Dead Bride in Middle School...a million years ago, before Dead Brides were a common thing. I used my mothers costume, she made it back in the late 70's early 80's...it was a bit oversized and dirty from years of it dragging the streets (along with whatever she did to it)...a 70's styled dress, complete with ridiculous layered veil and dead flower filled bouquet. I don't recall what I actually won.


----------



## dxh8r4life

yeah if you're a girl, good looking, then any short dressed outfit will work for winning like sexiest costume and such,... 3 years ago, i came dressed as leatherface, with real chainsaw with blade off of course, i won booze that year with a ribbon, the next year i came as freddy, won with that costume also, booze and a ribbon,... and last year i came dressed as "leslie vernon" most people didnt know who i was, i had the costume down pat.. the winner for scariest costume was someone dressed as the joker, so obviously he has to win.


----------



## Cheebs

Leslie Vernon! That's awesome! I love that movie, recommended it to a co-worker who is a horror movie fan. I know they won't but it would have been awesome if they kept up the whole theme and continued with his character.


----------



## HDawesome

At a party a couple years ago this dude walked in with one of those big flood lights for construction sites. (picture at bottom of light I mean) And he had put some kind of clear blue plastic wrap over it. He was just dressed in street cloths and everyone kinda looked at him funny. He took the light and put it in a hallway off the kitchen that no one was using. 

The guy gets everyone's attention then walks into the hallway, out of sight, turns the light on which floods the room in this blinding blue light. Then when he turns it off he is wearing a wig and a dress (presumably that he was wearing under his cloths because it happend so quick) Then he goes "OH BOY!" and another friend of his in this bright neon great suit holding this spray painted calculator runs up to him going "SAM! SAM!"

Then someone on the CD player played the Quantum Leap Theme song. They were a buddy costume of Sam and Al from Quantum Leap. 

Man, I never laughed so hard in my life. Over all it wasn't the BEST costume .. but it was such an original idea the dude had to win hands down. 
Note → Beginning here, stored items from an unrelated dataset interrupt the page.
PR #34464, opened 2024-07-23
[Color Control] Scenes Integration test scripts

lpbeliveau-silabs:
Added Test_TC_10_1.yaml to test scenes integration for the color control cluster.

Note:
This test might have to be semi-automated due to the high variance of possible feature combinations in CC, it is currently fully automated for a use case where the DUT uses ALL the different color modes, if there are other common configurations, we could also automate them.

I am open to suggestions as to how to move to fully automation. (Removing the View Scene Command is also a possibility).


src/app/tests/suites/certification/Test_TC_CC_10_1.yaml
```diff
@@ -0,0 +1,1041 @@
+# Copyright (c) 2021 Project CHIP Authors
```
cecille, line 1:
```suggestion
# Copyright (c) 2024 Project CHIP Authors
```

src/app/tests/suites/certification/Test_TC_CC_10_1.yaml
```diff
@@ -0,0 +1,1041 @@
...
+              - name: "ColorY"
+                value: 19660
+              - name: "TransitionTime"
+                value: 0
+              - name: "OptionsMask"
+                value: 1
+              - name: "OptionsOverride"
+                value: 1
+
+    - label: "Wait 100ms"
```
cecille, line 216: why are these waits required?

src/app/tests/suites/certification/Test_TC_CC_10_1.yaml
```diff
@@ -0,0 +1,1041 @@
...
+                                        },
+                                        {
+                                            AttributeID: 0x4001,
+                                            ValueUnsigned8: 0x03,
+                                        },
+                                    ],
+                            },
+                        ]
+
+      # Note : There are too many possible combinations of the extension field sets depending on the supported features, so if they are not all supported, this step will be manual
```
cecille, line 455: not going to block FC on this, but this is fairly key to the test, and it's manual, which means it's error prone. can you assess parts of the extension field sets per feature? ie, is this a separable problem?

lpbeliveau-silabs: Initially tried doing this per feature using the `contains` check with yaml, but when specifying contain for a list of extension field set, it expects the exact specific set to be inside the list, i.e.

```
                   contains:
                        [
                            { ClusterID: 0x0300, AttributeValueList: [ { AttributeID: 0x0003, ValueUnsigned16: 32768, },{ AttributeID: 0x0004,ValueUnsigned16: 19660, },],},
                        ]
```
Would look explicitely for an extensionfield set containing only:
                            `{ ClusterID: 0x0300, AttributeValueList: [ { AttributeID: 0x0003, ValueUnsigned16: 32768, },{ AttributeID: 0x0004,ValueUnsigned16: 19660, },],},`
                            And fail if it has other fields.

src/app/tests/suites/certification/Test_TC_CC_10_1.yaml
lpbeliveau-silabs: Those were to let time to transition since some of the move to calls were asynchronous and "instant" might not always be so "instant" turns out most of them were un-necessary, will remove.

src/app/tests/suites/certification/Test_TC_CC_10_1.yaml
lpbeliveau-silabs: The test is now converted to python and fully automated

src/python_testing/TC_CC_10_1.py
```diff
@@ -0,0 +1,484 @@
...
+        result = await self.TH1.SendCommand(self.dut_node_id, 1, Clusters.Groups.Commands.AddGroup(self.kGroup1, "Group1"))
+        asserts.assert_equal(result.status, Status.Success, "Adding Group 1 failed")
+
+        self.step("1b")
+        result = await self.TH1.SendCommand(self.dut_node_id, 1, Clusters.ScenesManagement.Commands.RemoveAllScenes(self.kGroup1))
+        asserts.assert_equal(result.status, Status.Success, "Remove All Scenes failed on status")
+        asserts.assert_equal(result.groupID, self.kGroup1, "Remove All Scenes failed on groupID")
+
+        self.step("1c")
+        result = await self.TH1.SendCommand(self.dut_node_id, 1, Clusters.ScenesManagement.Commands.GetSceneMembership(self.kGroup1))
```
cecille, line 180: Not a problem, just an FYI - many of the tests you've written have the same setup. You can put multiple tests into a single test class if you want. Test classes have functions called "setup_test" and "teardown_test" that get run before and after each test. If you end up doing another one of these in python, that could be handy.

cecille: Feel free to close this comment, btw, nothing to be done here just though it might be handy info.

src/python_testing/TC_CC_10_1.py
```diff
@@ -0,0 +1,484 @@
...
+        asserts.assert_equal(result.status, Status.Success, "Get Scene Membership failed on status")
+        asserts.assert_equal(result.groupID, self.kGroup1, "Get Scene Membership failed on groupID")
+        asserts.assert_equal(result.sceneList, [], "Get Scene Membership failed on sceneList")
+
+        self.step("1d")
+        result = await self.TH1.ReadAttribute(self.dut_node_id, [(1, attributes.ColorTempPhysicalMinMireds)])
```
cecille, line 186: you've hardcoded the endpoint here, but this test needs to work against any endoint.

You can set the endpoint for the test using the --endpoint flag on the command line. It appears as self.matter_test_config.endpoint. There's also a function in the matter_testing_support file called "read_single_attribute_check_success" that sets the endpoint from there automatically. It also returns the attribute value as a single value so you don't need to dig it out of the dict.

cecille: ditto for all the interactions below.

src/python_testing/TC_CC_10_1.py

The guy in the bright suit was walking around the party for a while prior telling everyone he was a pimp. But then when they did their skit all was revealed. People still talk about that one.


----------



## GrahamWellington

dxh8r4life said:


> yeah if you're a girl, good looking, then any short dressed outfit will work for winning


Truer words have never been spoken...


----------



## chartreusechaos

Some of my costumes have won, while on other people. I made Colonial woman and George Washington-type costumes that my brother and sis-in-law won a contest in. Those costumes helped win a Christmas parade the year before.


----------



## Sadler Vampire

*Halloween Room Party 2010*

Won for best Male Costume this year.


----------



## hallorenescene

sadler, geesh opete, it was a good costume. nice win


----------



## ihauntu

I have won multiple times at work ,bars ,casinos and hall parties the best thing i ever won a trip for two to vegas -it actually was a gift flight so we went to mexico instead since we already have gone to vegas I wore a pirate of the carrabean costume that I made other than that got stiffed on larger events usually because people dont cheer for the best costume they sometimes cheer for the most outgoing person one year i dressed as a hearse and driver got beat by the ambiguous gay guys???


----------



## hallorenescene

ihauntu said:


> I have won multiple times at work ,bars ,casinos and hall parties the best thing i ever won a trip for two to vegas -it actually was a gift flight so we went to mexico instead since we already have gone to vegas I wore a pirate of the carrabean costume that I made other than that got stiffed on larger events usually because people dont cheer for the best costume they sometimes cheer for the most outgoing person one year i dressed as a hearse and driver got beat by the ambiguous gay guys???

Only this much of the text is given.